With new developments in information technology constantly unfolding, it's more important than ever to stay informed about new products and methods that can help your business. One way to meet professional education needs and also build a network of local contacts in the same industry is through the East Bay Information Technology Group, or EBIG, the East Bay's leading technology forum.
"We are one of the biggest non-profit technology organizations in the Bay Area that focuses on the broad spectrum of technology," says Kristen Kuhns, the group's executive director. "We have just under 10,000 people in our database right now, mostly East Bay people, but we also have people from Marin, San Francisco, and San Jose who come to our events."
EBIG, now in its fourth year, typically sponsors eight to 12 events every month that cover the spectrum of today's business-related technology.
"One of our three areas of focus is hard core technology, and this is where the bulk of our events take place," says Kuhns. "They're very specific geared toward a technology that people have an interest in. For example, we have a Best Practices Special Interest Group (SIG), which is probably our most general SIG, and it talks about implementation of technologies: how to write software and how to use the methodologies that are out there. Anybody who's a project manager, a software developer or architect, a network manager or sysadmin, would find that useful."
Other EBIG SIGs cover Blogging; Telecommunications and Wireless Technology (COMM SIG); Borland's Delphi programming language; Java; Microsoft and Partners Technologies; Networking; Open Source; Sales and Marketing; Start Ups and Venture Capital; Web Development; and the Women's Information Group, which explores the unique issues and concerns faced by women in predominantly male technology fields.
Conveniently, many of EBIG's SIGs, including the COMM SIG, Microsoft and Partners SIG, Networking SIG, Sales and Marketing SIG, the Start Ups and Venture Capital SIG, and the Women's Information Group, meet in the Tri-Valley area.
What makes EBIG activities particularly worthwhile, though, is the useful information that's made available to attendees. "We have a series coming up from the Sales and Marketing group that talks about all kinds of different sales and marketing techniques, especially those that can be implemented on low budgets," says Kuhns. "So it's great for any company that's interested in getting the most out of their money, whether it's e-mail marketing or running a sales team or how to go out and effectively market using the Internet. To complement that, we will also be offering a series of six classes on how to use the Internet specifically to market your company's products or services.

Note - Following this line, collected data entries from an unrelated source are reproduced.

PR #483, opened 2016-08-30
feat(Teleport): add dash teleport

mbbmbbmm:
Dashing Teleport inspired by the implementation of realities.io.
When dashing through objects their renderers can be turned off.
An example scene has been added to show it in action.

### DIFF
--- a/Assets/VRTK/Scripts/VRTK_DashTeleport.cs
+++ b/Assets/VRTK/Scripts/VRTK_DashTeleport.cs
@@ -1,0 +1,94 @@
+namespace VRTK
+{
+    using UnityEngine;
+    using System.Collections;
+
+    public class VRTK_DashTeleport : VRTK_HeightAdjustTeleport
+    {
+        public delegate void DashAction(RaycastHit[] hit);
+        public static event DashAction OnWillDashThruObjects;
+        public static event DashAction OnDashedThruObjects;
+        public float normalLerpTime = 0.1f; // 100ms for every dash above minDistanceForNormalLerp
+        public float minSpeedMps = 50.0f; // clamped to minimum speed 50m/s to avoid sickness
+        public float capsuleTopOffset = 0.2f;
+        public float capsuleBottomOffset = 0.5f;
+        public float capsuleRadius = 0.5f;
+
+        // The minimum distance for fixed time lerp is determined by the minSpeed and the normalLerpTime
+        // If you want to always lerp with a fixed mps speed, set the normalLerpTime to a high value
+        private float minDistanceForNormalLerp;
+        private float lerpTime = 0.1f;
+
+        protected override void Awake()
+        {
+            base.Awake();
+            minDistanceForNormalLerp = minSpeedMps * normalLerpTime; // default values give 5.0f
+        }
+
+        protected override void SetNewPosition(Vector3 position, Transform target)
+        {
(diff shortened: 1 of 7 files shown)


thestonefox:
Looks good. I'll have a proper play when i'm back from vacation (on Saturday) so hopefully it will be a quick merge :)

Assets/VRTK/Scripts/VRTK_DashTeleport.cs
```diff
@@ -0,0 +1,94 @@
...
+        }
+
+        private IEnumerator lerpToPosition(Vector3 targetPosition, Transform target)
+        {
+            base.enableTeleport = false;
+            bool gameObjectInTheWay = false;
+
+            // Find the objects we will be dashing through and broadcast them via events
+            Vector3 eyeCameraPosition = eyeCamera.transform.position;
+            Vector3 eyeCameraPositionOnGround = new Vector3(eyeCameraPosition.x, this.transform.position.y, eyeCameraPosition.z);
```
thestonefox: don't need to write `this.transform` should just be `transform`

Assets/VRTK/Scripts/VRTK_DashTeleport.cs
```diff
@@ -0,0 +1,94 @@
...
+                lerpTime = (1 / minSpeedMps) * maxDistance; // clamped to speed for small dashes
+            }
+
+            Vector3 startPosition = new Vector3(transform.position.x, transform.position.y, transform.position.z);
+            float elapsedTime = 0;
+            float t = 0;
+
+            while (t < 1)
+            {
+                this.transform.position = Vector3.Lerp(startPosition, targetPosition, t);
```
thestonefox: don't need to write `this.transform` should just be `transform`

mbbmbbmm:
Yes I had used it intentionally for better understanding but looking at it again I'm not sure why I thought that it was helpful. It's pretty clear without it. Anyway I took it out now.

thestonefox:
I used to use the `this` keyword as well (you'll see in earlier versions of the toolkit code it's there) but I was told not to put it in, so I took it out :)

mbbmbbmm:
Oh I see. :) It's interesting, I hadn't really thought about how questions like this need to be resolved with an open source project.

thestonefox:
It's pretty much ready to go, the one thing i'd say is in the example scene perhaps use the Bezier Pointer rather than the simple pointer (or at least on one of the controllers) what do you think?

mbbmbbmm:
Good idea, I added the Bezier to one of the controllers!

thestonefox:
One last thing, and this is totally optional.

But would you consider doing a bit of extra work on adding a unity event helper as in this PR:

https://github.com/thestonefox/SteamVR_Unity_Toolkit/pull/509

Basically, it's a script that you attach to the same object as your delegate event script and it allows you to use unity events.

It's something I'm trying to support as standard.

If it's not making sense or you don't really have time then no worries I'll merge this and add the Unity Event helper afterwards :)

mbbmbbmm:
I looked at it, but unfortunately I am quite new to events in general and don't really understand how to deal with the event args. I'd love to learn it but at the moment the problem is the time. But I promise to examine how you add it so I'll be able do it myself in the future!

thestonefox:
ok no worries, then lets get this merged in!

mbbmbbmm:
Very cool! Thank you!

That includes how to use pay-per-click advertising, search engine optimization, how to write your web content so it's compelling and reaches your customers, how to build a relationship with customers who find you online, and so forth."
Kuhns also points out that EBIG is run exclusively by volunteers and is not dependent on a particular sponsor, which means that the information exchanged at EBIG events is free of sales or marketing hype. "We spend a lot of time with our SIG chairs and our speakers to make sure that the content that they're delivering is really solid. You don't come to any of our events and have people try to sell you something."
Complete information on EBIG events and membership can be found on their web site at www.ebig.org .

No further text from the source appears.